If someone you know has passed, you may have been invited to attend the funeral service. If this is the first funeral you will attend, it can be helpful to have a certain amount of guidelines to follow in terms of proper funeral etiquette.  We made a list below of some proper American funeral etiquette behavior.

Funeral Etiquette  – Before the Service

After you’ve heard about the passing of someone you know,  there are a variety of different things you are able to do to show your concern and sympathy.  Sending a sympathy card to the family, visiting the home of the family, a short phone call as well as preparing some food for the grieving family. Offering condolences in these ways are all very common.

Sometimes too much can be overwhelming. You should think and even ask what would actually benefit the grieving family.  Sometimes good friends and family visit the house too frequently unannounced, talk for hours on the phone and bring too much food that ends up going to waste.
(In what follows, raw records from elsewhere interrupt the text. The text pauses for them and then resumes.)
PR #5109, opened 2018-09-17
Op AST

helixbass:
@GeoffreyBooth PR for `Op` ASTs

Again, found switching to the new AST methods smooth and in fact an improvement

### DIFF
--- a/lib/coffeescript/coffeescript.js
+++ b/lib/coffeescript/coffeescript.js
@@ -99,7 +99,7 @@
     }
     sources[filename].push(code);
     if (generateSourceMap) {
-      map = new SourceMap;
+      map = new SourceMap();
     }
     tokens = lexer.tokenize(code, options);
     // Pass a list of referenced variables, so that generated variables won’t get
@@ -239,7 +239,7 @@
   };
 
   // Instantiate a Lexer for our use here.
-  lexer = new Lexer;
+  lexer = new Lexer();
 
   // The real Lexer produces a generic stream of tokens. This object provides a
   // thin wrapper around it, compatible with the Jison API. We can then pass it
--- a/src/nodes.coffee
+++ b/src/nodes.coffee
@@ -3402,10 +3402,6 @@ exports.Op = class Op extends Base
   isInOperator: ->
     @originalOperator is 'in'
 
-  checkDeleteOperand: (o) ->
-    if @operator is 'delete' and o.scope.check(@first.unwrapAll().value)
-      @error 'delete operand may not be argument or var'
-
   checkUpdateAssignability: ->
     if @operator in ['--', '++']
       message = isUnassignable @first.unwrapAll().value
@@ -3423,7 +3419,8 @@ exports.Op = class Op extends Base
     # In chains, there's no need to wrap bare obj literals in parens,
     # as the chained expression is wrapped.
     @first.front = @front unless isChain
-    @checkDeleteOperand o
+    if @operator is 'delete' and o.scope.check(@first.unwrapAll().value)
+      @error 'delete operand may not be argument or var'
     @checkUpdateAssignability()
     return @compileContinuation o if @isYield() or @isAwait()
     return @compileUnary        o if @isUnary()
--- a/src/nodes.coffee
+++ b/src/nodes.coffee
@@ -3308,6 +3308,10 @@ exports.Op = class Op extends Base
       if ((firstCall = unwrapped = first.unwrap()) instanceof Call or (firstCall = unwrapped.base) instanceof Call) and not firstCall.do and not firstCall.isNew
         return new Value firstCall.newInstance(), if firstCall is unwrapped then [] else unwrapped.properties
       first = new Parens first if unwrapped instanceof Op and unwrapped.operator is 'do'
+      call = new Call first, []
+      call.locationData = @locationData
+      call.isNew = yes
+      return call
 
     @operator = CONVERSIONS[op] or op
     @first    = first
@@ -3507,7 +3511,6 @@ exports.Op = class Op extends Base
 
   astType: ->
     switch @operator
-      when 'new'           then 'NewExpression'
       when '||', '&&', '?' then 'LogicalExpression'
       when '++', '--'      then 'UpdateExpression'
       else
@@ -3518,10 +3521,6 @@ exports.Op = class Op extends Base
     firstAst = @first.ast()
     secondAst = @second?.ast()
     switch
-      when @operator is 'new'
-        return
-          callee: firstAst
-          arguments: []
       when @isUnary()
         return
           argument: firstAst
--- a/src/nodes.coffee
+++ b/src/nodes.coffee
@@ -1077,7 +1077,7 @@ exports.Value = class Value extends Base
   isBoolean      : -> @bareLiteral(BooleanLiteral)
   isAtomic       : ->
     for node in @properties.concat @base
-      return no if node.soak or node instanceof Call
+      return no if node.soak or node instanceof Call or node instanceof Op and node.operator is 'do'
     yes
 
   isNotCallable  : -> @isNumber() or @isString() or @isRegex() or
@@ -3307,7 +3307,7 @@ exports.Op = class Op extends Base
     if op is 'new'
       if ((firstCall = unwrapped = first.unwrap()) instanceof Call or (firstCall = unwrapped.base) instanceof Call) and not firstCall.do and not firstCall.isNew
         return new Value firstCall.newInstance(), if firstCall is unwrapped then [] else unwrapped.properties
-      first = new Parens first if unwrapped instanceof Op and unwrapped.operator is 'do'
+      first = new Parens first unless first instanceof Parens or first.unwrap() instanceof IdentifierLiteral or first.hasProperties?()
       call = new Call first, []
       call.locationData = @locationData
       call.isNew = yes
@@ -3471,9 +3471,9 @@ exports.Op = class Op extends Base
     if o.level >= LEVEL_ACCESS
       return (new Parens this).compileToFragments o
     plusMinus = op in ['+', '-']
-    parts.push [@makeCode(' ')] if op in ['new', 'typeof', 'delete'] or
+    parts.push [@makeCode(' ')] if op in ['typeof', 'delete'] or
                       plusMinus and @first instanceof Op and @first.operator is op
-    if (plusMinus and @first instanceof Op) or (op is 'new' and @first.isStatement o)
+    if plusMinus and @first instanceof Op
       @first = new Parens @first
     parts.push @first.compileToFragments o, LEVEL_OP
     parts.reverse() if @flip
--- a/src/nodes.coffee
+++ b/src/nodes.coffee
@@ -3313,6 +3313,11 @@ exports.Op = class Op extends Base
     @first    = first
     @second   = second
     @flip     = !!flip
+
+    if @operator in ['--', '++']
+      message = isUnassignable @first.unwrapAll().value
+      @first.error message if message
+
     return this
 
   # The map of conversions from CoffeeScript to JavaScript symbols.
@@ -3402,11 +3407,6 @@ exports.Op = class Op extends Base
   isInOperator: ->
     @originalOperator is 'in'
 
-  checkUpdateAssignability: ->
-    if @operator in ['--', '++']
-      message = isUnassignable @first.unwrapAll().value
-      @first.error message if message
-
   compileNode: (o) ->
     if @isInOperator()
       inNode = new In @first, @second
@@ -3421,7 +3421,6 @@ exports.Op = class Op extends Base
     @first.front = @front unless isChain
     if @operator is 'delete' and o.scope.check(@first.unwrapAll().value)
       @error 'delete operand may not be argument or var'
-    @checkUpdateAssignability()
     return @compileContinuation o if @isYield() or @isAwait()
     return @compileUnary        o if @isUnary()
     return @compileChain        o if isChain
@@ -3506,10 +3505,6 @@ exports.Op = class Op extends Base
   toString: (idt) ->
     super idt, @constructor.name + ' ' + @operator
 
-  ast: ->
-    @checkUpdateAssignability()
-    super()
-
   astType: ->
     switch @operator
       when 'new'           then 'NewExpression'
@@ -3524,16 +3519,19 @@ exports.Op = class Op extends Base
     secondAst = @second?.ast()
     switch
       when @operator is 'new'
-        callee: firstAst
-        arguments: []
+        return
+          callee: firstAst
+          arguments: []
       when @isUnary()
-        argument: firstAst
-        operator: @originalOperator
-        prefix: !@flip
+        return
+          argument: firstAst
+          operator: @originalOperator
+          prefix: !@flip
       else
-        left: firstAst
-        right: secondAst
-        operator: "#{if @invertOperator then "#{@invertOperator} " else ''}#{@originalOperator}"
+        return
+          left: firstAst
+          right: secondAst
+          operator: "#{if @invertOperator then "#{@invertOperator} " else ''}#{@originalOperator}"
 
 #### In
 exports.In = class In extends Base
--- a/src/nodes.coffee
+++ b/src/nodes.coffee
@@ -3437,12 +3437,12 @@ exports.Op = class Op extends Base
 
   astType: ->
     switch @operator
-      when 'new'         then 'NewExpression'
-      when '||', '&&'    then 'LogicalExpression'
-      when '++', '--'    then 'UpdateExpression'
+      when 'new'           then 'NewExpression'
+      when '||', '&&', '?' then 'LogicalExpression'
+      when '++', '--'      then 'UpdateExpression'
       else
-        if @isUnary()    then 'UnaryExpression'
-        else                  'BinaryExpression'
+        if @isUnary()      then 'UnaryExpression'
+        else                    'BinaryExpression'
 
   ast: ->
     @checkUpdateAssignability()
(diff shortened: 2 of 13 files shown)


test/abstract_syntax_tree.coffee
```diff
@@ -889,80 +1002,211 @@ test "AST as expected for BooleanLiteral node", ->
...
+    type: 'BinaryExpression'
+    operator: '<<'
+    left:
+      type: 'NumericLiteral'
+      value: 1
+    right:
+      type: 'NumericLiteral'
+      value: 2
+
+  testExpression 'new Old',   # NOTE: `new` with params is a `Call` node.
```
helixbass: ...more evidence? (I didn't write this comment)

src/nodes.coffee
```diff
@@ -3367,6 +3398,35 @@ exports.Op = class Op extends Base
         answer = [].concat lhs, @makeCode(" #{@operator} "), rhs
         if o.level <= LEVEL_OP then answer else @wrapInParentheses answer
 
+  astType: ->
+    switch @operator
+      when 'new'           then 'NewExpression'
+      when '||', '&&', '?' then 'LogicalExpression'
```
helixbass: Had realized that binary `?` really behaved more like a `LogicalExpression` (ie `and`/`or`/`&&`/`||`) than a `BinaryExpression` in that it has similar control flow semantics. And then saw that the proposed JS version of this operator (`??`) does in fact generate a `LogicalExpression` eg in Babel

test/error_messages.coffee
```diff
@@ -4,12 +4,15 @@
 # Ensure that errors of different kinds (lexer, parser and compiler) are shown
 # in a consistent way.
 
-assertErrorFormat = (code, expectedErrorFormat) ->
-  throws (-> CoffeeScript.run code), (err) ->
+assertErrorFormat = (code, expectedErrorFormat, {ast} = {}) ->
```
helixbass: It seems like a nice goal would be to have as many errors that occur when compiling to JS also get thrown when generating an AST as possible. The abstraction of `Op::checkUpdateAssignability()` that gets called from both `Op::compileNode()` and `Op::ast()` is an example of what would probably be a typical pattern for doing that

So then for testing that those errors occur when generating an AST, I tried to come up with a lightweight way to specify that existing tests should be run in the context of AST generation (in addition to compilation to JS) and expect the same errors to be thrown

test/strict.coffee
```diff
@@ -17,8 +17,10 @@
 # * `eval` or `arguments` as the operand of a post/pre-fix inc/dec-rement expression
 
 # helper to assert that code complies with strict prohibitions
-strict = (code, msg) ->
+strict = (code, msg, {ast} = {}) ->
```
helixbass: ...same idea here

src/nodes.coffee
```diff
@@ -3367,6 +3398,35 @@ exports.Op = class Op extends Base
...
+      when '++', '--'      then 'UpdateExpression'
+      else
+        if @isUnary()      then 'UnaryExpression'
+        else                    'BinaryExpression'
+
+  ast: ->
```
helixbass: Here's another nice pattern for overriding `ast()`: do some error checking, then call out to `super()` like usual

src/nodes.coffee
```diff
@@ -3498,6 +3506,35 @@ exports.Op = class Op extends Base
...
+  astType: ->
+    switch @operator
+      when 'new'           then 'NewExpression'
+      when '||', '&&', '?' then 'LogicalExpression'
+      when '++', '--'      then 'UpdateExpression'
+      else
+        if @isUnary()      then 'UnaryExpression'
+        else                    'BinaryExpression'
+
+  astProperties: ->
```
helixbass: Here, `astProperties()` was a definite improvement on the version using `astChildren()` and `astProps()`, which had parallel conditional structures (so if eg you wanted to see what  a `new` AST looked like, you'd have to scan both `astChildren()` and `astProps()` and mentally combine the results)

src/nodes.coffee
```diff
@@ -3498,6 +3506,35 @@ exports.Op = class Op extends Base
...
+    firstAst = @first.ast()
+    secondAst = @second?.ast()
+    switch
+      when @operator is 'new'
+        callee: firstAst
```
helixbass: Again, this "smells" like `new` should be a `Call`, since here we're mimicking the AST of a call (and there'll end up being duplication of specifying `type: 'NewExpression'` since `new` with args is in fact a `Call`)

src/nodes.coffee
```diff
@@ -3498,6 +3506,35 @@ exports.Op = class Op extends Base
...
     super idt, @constructor.name + ' ' + @operator
 
+  ast: ->
+    @checkUpdateAssignability()
+    super()
+
+  astType: ->
+    switch @operator
+      when 'new'           then 'NewExpression'
+      when '||', '&&', '?' then 'LogicalExpression'
```
helixbass: Had realized that binary `?` really behaved more like a `LogicalExpression` (ie `and`/`or`/`&&`/`||`) than a `BinaryExpression` in that it has similar control flow semantics. And then saw that the proposed JS version of this operator (`??`) does in fact generate a `LogicalExpression` eg in Babel

src/nodes.coffee
```diff
@@ -3498,6 +3506,35 @@ exports.Op = class Op extends Base
   toString: (idt) ->
     super idt, @constructor.name + ' ' + @operator
 
+  ast: ->
```
helixbass: Here's another nice pattern for overriding `ast()`: do some error checking, then call out to `super()` like usual

src/nodes.coffee
```diff
@@ -3238,12 +3267,10 @@ exports.Op = class Op extends Base
   constructor: (op, first, second, flip, {@invertOperator, @originalOperator = op} = {}) ->
     super()
 
-    if op is 'do'
-      return Op::generateDo first
     if op is 'new'
-      if (firstCall = first.unwrap()) instanceof Call and not firstCall.do and not firstCall.isNew
-        return firstCall.newInstance()
-      first = new Parens firstCall if firstCall instanceof Code and firstCall.bound or firstCall.do
+      if ((firstCall = unwrapped = first.unwrap()) instanceof Call or (firstCall = unwrapped.base) instanceof Call) and not firstCall.do and not firstCall.isNew
```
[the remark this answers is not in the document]
GeoffreyBooth: > It feels like the thing that would clean this up would be to always transform `new` from an `Op` to a `Call` (which is what it really is) up front

Yes. I feel like we could do a better job with this in the grammar, so that there’s less hackiness here. For example why are we updating the location data to expand to the left to pull in the `new `? We don’t need such shenanigans for any other node. The grammar should handle that kind of thing I would think. (Not saying you did anything wrong, this is very old code, you’re just making it obvious why it’s bad 😄)

src/nodes.coffee
GeoffreyBooth: That is a good pattern, but why not check in the constructor? Is that not possible?

src/nodes.coffee
```diff
@@ -1260,12 +1278,18 @@ exports.Call = class Call extends Base
     if @locationData and @needsUpdatedStartLocation
       @locationData.first_line = locationData.first_line
       @locationData.first_column = locationData.first_column
-      @locationData.range[0] = locationData.range[0]
+      @locationData.range = [
```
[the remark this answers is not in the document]
GeoffreyBooth: What rule is that? This whole function is mutating `locationData`, just look at what it’s doing to `first_line` etc.

src/nodes.coffee
GeoffreyBooth: I’ve been putting `return` before indented objects, to make clearer what’s happening:
```coffee
    switch
      when @operator is 'new'
        return
          callee: firstAst
          arguments: []
```

I know it’s not strictly necessary, but we don’t have any “loose” objects getting implicitly returned anywhere else in the codebase as far as I’m aware.

test/abstract_syntax_tree.coffee
```diff
@@ -1006,80 +1006,211 @@ test "AST as expected for Index node", ->
...
-#     flip: no
+  testExpression '1 << 2',
+    type: 'BinaryExpression'
+    operator: '<<'
+    left:
+      type: 'NumericLiteral'
+      value: 1
+    right:
+      type: 'NumericLiteral'
+      value: 2
```
GeoffreyBooth: It’s a bad idea to use 1 (or 0) as values in tests, because they can also equal true or false. Just pick any other numbers: 3, 42, whatever.

test/parser.coffee
```diff
@@ -52,7 +52,7 @@ test "new calls have a range including the new", ->
     eq node.locationData.last_column, lastColumn
 
   [assign] = block.expressions
-  outerCall = assign.value
+  outerCall = assign.value.base
```
GeoffreyBooth: Can you please explain the changes in this file?

test/strict.coffee
GeoffreyBooth: The idea is fine, but I’m not a fan of mixing styles. We can refactor to move to options arguments later:

```coffee
strict = (code, msg, ast = no) ->
```

test/strict.coffee
```diff
@@ -17,8 +17,10 @@
 # * `eval` or `arguments` as the operand of a post/pre-fix inc/dec-rement expression
 
 # helper to assert that code complies with strict prohibitions
-strict = (code, msg) ->
+strict = (code, msg, ast) ->
```
helixbass: > The idea is fine, but I’m not a fan of mixing styles. We can refactor to move to options arguments later

Ok first of all in looking more closely at this I realized that it wasn't actually triggering the `ast` versions of the tests, and it's very related to options-style arguments:

I was making calls like `strict "#{keyword}++", ast: yes`, but with the existing signature, `ast: yes` was being treated as the `msg` argument. So if we just add a sequential argument for `ast`, it'll be called like
```
strict "#{keyword}++", null, yes
```
That's pretty ugly and you basically have to go back and read the definition of `strict()` to know how to interpret the arguments

I know that you'd rather postpone these types of things until later refactors, so I updated it to use the above sequential calling style for now

For when the time comes, let me make an argument against "mixing styles" (always) being a bad thing:

I'm understanding "mixing styles" to mean using a combination of sequential and options-object arguments

To me, it's too inflexible to say "always all sequential arguments or just an options argument". I think the determining factor should be what the "natural" style is to call the function. Often times the first (couple) arguments are self-evident and required so it's more awkward to label them as options than just to supply them as sequential arguments

Take `CoffeeScript.compile()` as an existing example of "mixed style". You call it like eg
```
CoffeeScript.compile code, ast: yes
```
To insist on non-mixed style, you'd have to change the signature to eg
```
CoffeeScript.compile {code, ast: yes}
```
This isn't bad (especially with the succintness of object shorthand), it's far preferable to a fully sequential calling style. But I think there's a reason this API was designed the way it was, `code` is a rather obvious first argument to `compile()` so doesn't particularly benefit from being an option arg. But then everything after it should definitely be an option

Again (thinking of the discussion about trailing implicit option object calling style), I think Ruby is perhaps the strongest influence on Coffeescript "style" in general and calling styles in particular with its emphasis on natural, uncluttered readability. And in Ruby an implicit call with trailing "implicit" options (after possibly one or more sequential arguments) would be a typical style afaik. I feel like that community would say "choose the calling interface that makes calling it easiest and most readable" rather than something as dogmatic as "all sequential or all options, always"

test/parser.coffee
helixbass: The `new` `Call` now ends up wrapped in a `Value` (related to the `new`-wrangling in `Op::constructor()`). I guess in theory the test could use `.unwrap()` to avoid explicitly "hardcoding" whether there's a `Value` wrapper or not, but there were only two tests that needed updating

test/strict.coffee
GeoffreyBooth: Yeah maybe sequential here is being too dogmatic. Though I think the original authors would instead make a new helper like `strictAst` that could have the same signature as `strict`.

test/strict.coffee
```diff
@@ -19,6 +19,9 @@
 # helper to assert that code complies with strict prohibitions
 strict = (code, msg) ->
   throws (-> CoffeeScript.compile code), null, msg ? code
+strictAst = (code, msg) ->
```
helixbass: > I think the original authors would instead make a new helper like `strictAst` that could have the same signature as `strict`

You're right that does seem in keeping with the existing style. Updated to use `strictAst()` here and `assertErrorMessageAst()` in `test/error_messages.coffee`

GeoffreyBooth:
So I think this PR is mostly done except for the comments I didn’t click “mark resolved” on above. Namely, I feel like we’re doing something wrong in the grammar if we need to patch the location data to rope in a `new` to the left of a `Call`. I know this is a problem in the non-AST codebase as well, but is it something we can fix?

That would bypass the issue of mutating versus overwriting `locationData`, though I agree with you that we should update that method that mutates it to make it an overwrite (`@locationData = (new location data object)`).

test/abstract_syntax_tree.coffee
GeoffreyBooth: Not sure what you mean?

lib/coffeescript/coffeescript.js
```diff
@@ -99,7 +99,7 @@
     }
     sources[filename].push(code);
     if (generateSourceMap) {
-      map = new SourceMap;
+      map = new SourceMap();
```
helixbass: Since `new` always ends up being a `Call` now, we're generating eg `new SourceMap()` from `new SourceMap`, which is in line with eg Prettier's formatting of simple no-arg `new`

src/nodes.coffee
```diff
@@ -1077,7 +1077,7 @@ exports.Value = class Value extends Base
   isBoolean      : -> @bareLiteral(BooleanLiteral)
   isAtomic       : ->
     for node in @properties.concat @base
-      return no if node.soak or node instanceof Call
+      return no if node.soak or node instanceof Call or node instanceof Op and node.operator is 'do'
```
helixbass: This had to be added for `Parens` not to decide to unparenthesize its output for eg `new (do ->).b`

I didn't totally grasp conceptually what `isAtomic()` means but this seems to make sense as `do` is semantically equivalent to a `Call`

src/nodes.coffee
```diff
@@ -3298,17 +3304,24 @@ exports.Op = class Op extends Base
...
 
-    if op is 'do'
-      return Op::generateDo first
     if op is 'new'
-      if (firstCall = first.unwrap()) instanceof Call and not firstCall.do and not firstCall.isNew
-        return firstCall.newInstance()
-      first = new Parens firstCall if firstCall instanceof Code and firstCall.bound or firstCall.do
+      if ((firstCall = unwrapped = first.unwrap()) instanceof Call or (firstCall = unwrapped.base) instanceof Call) and not firstCall.do and not firstCall.isNew
+        return new Value firstCall.newInstance(), if firstCall is unwrapped then [] else unwrapped.properties
+      first = new Parens first unless first instanceof Parens or first.unwrap() instanceof IdentifierLiteral or first.hasProperties?()
```
helixbass: Compared to the previous version
```
first = new Parens firstCall if firstCall instanceof Code and firstCall.bound or firstCall.do
```
, this takes a more conservative approach and defaults to parenthesizing the argument to "simple" (no-arg/no-call-parens) `new` unless it's clearly something that doesn't need to be parenthesized in the output eg `new A` or `new A.B`

Added a test case checking that a more complex argument (`new try A`) parenthesizes its output correctly; this test would have failed with the new "always convert `new` to a `Call`" approach without this

src/nodes.coffee
```diff
@@ -3460,9 +3471,9 @@ exports.Op = class Op extends Base
     if o.level >= LEVEL_ACCESS
       return (new Parens this).compileToFragments o
     plusMinus = op in ['+', '-']
-    parts.push [@makeCode(' ')] if op in ['new', 'typeof', 'delete'] or
```
helixbass: Removed the parts of `Op::compileUnary()` that were specific to compiling `new`

test/abstract_syntax_tree_location_data.coffee
```diff
@@ -443,3 +434,193 @@ test "AST location data as expected for Parens node", ->
...
+    loc:
+      start:
+        line: 1
+        column: 0
+      end:
+        line: 1
+        column: 11
+
+# test "AST location data as expected for Call node", ->
+#   testAstLocationData 'new Old',
```
helixbass: Commented out `new` AST test cases, as these will now be handled by `Call`'s AST code (which we don't have in place yet)

src/nodes.coffee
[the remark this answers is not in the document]
GeoffreyBooth: So if we’re following the “immutable `locationData`“ rule, don’t we need a line `@locationData = {}`? Like

```coffee
if @locationData and @needsUpdatedStartLocation
  @locationData = {}
  # ... then same as above
```
So that we don’t mutate the old object originally referenced by `@locationData`, in case it’s shared by another node.

GeoffreyBooth:
This looks great. Just that last note about immutable `locationData` and I think this is done.

src/nodes.coffee
```diff
@@ -1305,14 +1305,24 @@ exports.Call = class Call extends Base
   # expands the range on the left, but not the right.
   updateLocationDataIfMissing: (locationData) ->
     if @locationData and @needsUpdatedStartLocation
-      @locationData.first_line = locationData.first_line
-      @locationData.first_column = locationData.first_column
-      @locationData.range[0] = locationData.range[0]
+      @locationData = Object.assign {},
```
helixbass: Ok updated to not mutate `@locationData`

I think by starting from eg `@locationData = {}` we would've lost `last_line`/`last_column`, so I used an `Object.assign()`-based pattern

vendethiel: Don't we support `{...o}`?

GeoffreyBooth: CoffeeScript does but Node 6 doesn't. The compiler is keeping compatibility with Node 6+.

This can be difficult for the grieving family. It is best to contact them, and you may ask what it is they would need at this time.

Funeral Flowers are another great way to show your condolences.  Memorial donations to different charities is also another nice way. You should pay attention to what the family wishes rather than what you think is best. For help choosing the right kind of Funeral Flowers read our article, to buy Sympathy Flowers visit out Online Florist Shop.

Often times, there will be a planned visitation at the funeral home. If you would like to go to the visitation, keep in mind that you’re reason for visiting is to support the grieving family.  Be respectful and brief.  Offers of condolences, prayers and hugs help the family during that moment.  You may view the remains or not, it is up to you. Do this after you’ve spoken with the family.


Funeral Etiquette – During the Service

Traditional solemn funeral services are as widespread in the United States as they used to be. Regardless, there is still a certain amount a etiquette required for this emotional service.  Listed below are some guidelines that should be followed:

Clothing: Wearing black clothing nowadays is not required, although keep it in good taste. Provocative and flashy is never appropriate.  At times, a family will organize a casual graveside service where casual clothing is appropriate.  Aside from circumstances such as this, it is better to steer clear of T-shirts, shorts and jeans when attending a funeral service.  So how should you think of dressing.  Think of a type of business attire instead of everyday casual.

Children: Whether your attending the funeral of a closed loved one or an acquaintance, if you have a young child, you may want to think about the disturbance he or she could cause during the service by crying.  If a child is crying loudly during a tribute or eulogy, this may be very disruptive for all who are attending, and may spark unwanted emotions in those who have a difficult time coping with their loss.  It may be best to leave them in a daycare during the service or find out in the funeral home has a cry room for toddlers or infants.

Funeral Behavior:  While each funeral is unique, some funeral celebrate a person’s life and are happy and joyous, while others tend to be solemn and formal, there are some general behaviors you will see in almost every funeral in the United States.

Generally the family of the deceased has a designated area to sit when the service begins.  When no ushers are present, find a seat behind the first 2 or 3 rows allowing room for the family to sit together at the front.

Many services have music, religious observances and or poetry. These are usually meaningful to the deceased. Pay attention and respect what is being said at that time. Don’t  talk to others during this time.  Turn off any communication devices such as cell phones, pagers. You could also mute these, although answering a text message during a eulogy would be frowned upon.

If you have not been given a funeral program or an order of service, watching the family will give you an indication of what will be happening next. The family is generally the first to leave while the pallbearers escort the body in the casket, if it is present during the service. Remain in your seat until the family has left, and or watch for the signal by the ushers to leave.

Funeral Etiquette  – After the Service

Something a bit interesting can sometimes happen towards the end of the funeral service. People close the deceased who have been quiet and grieving for days sometimes feel a sense of relief and at this time feel more relaxed and smile a bit.  However, this does not mean that others should begin talking loudly.

As the attendees start to head towards the grave site, continue to keep a respectful tone.  This is not the time for children to be running around different graves and making jokes or being loud.

Generally the burial ceremony is brief. Afterwards there may be a funeral dinner.  If you are not part of the family, it is time to say goodbye and leave, unless someone from the family has said that attendees outside the family are welcome to join.

Keep in mind that services vary all over the country. You are present to support the family who has lost a loved one. Being kind and respectful will always guide you to be well accepted in a funeral service.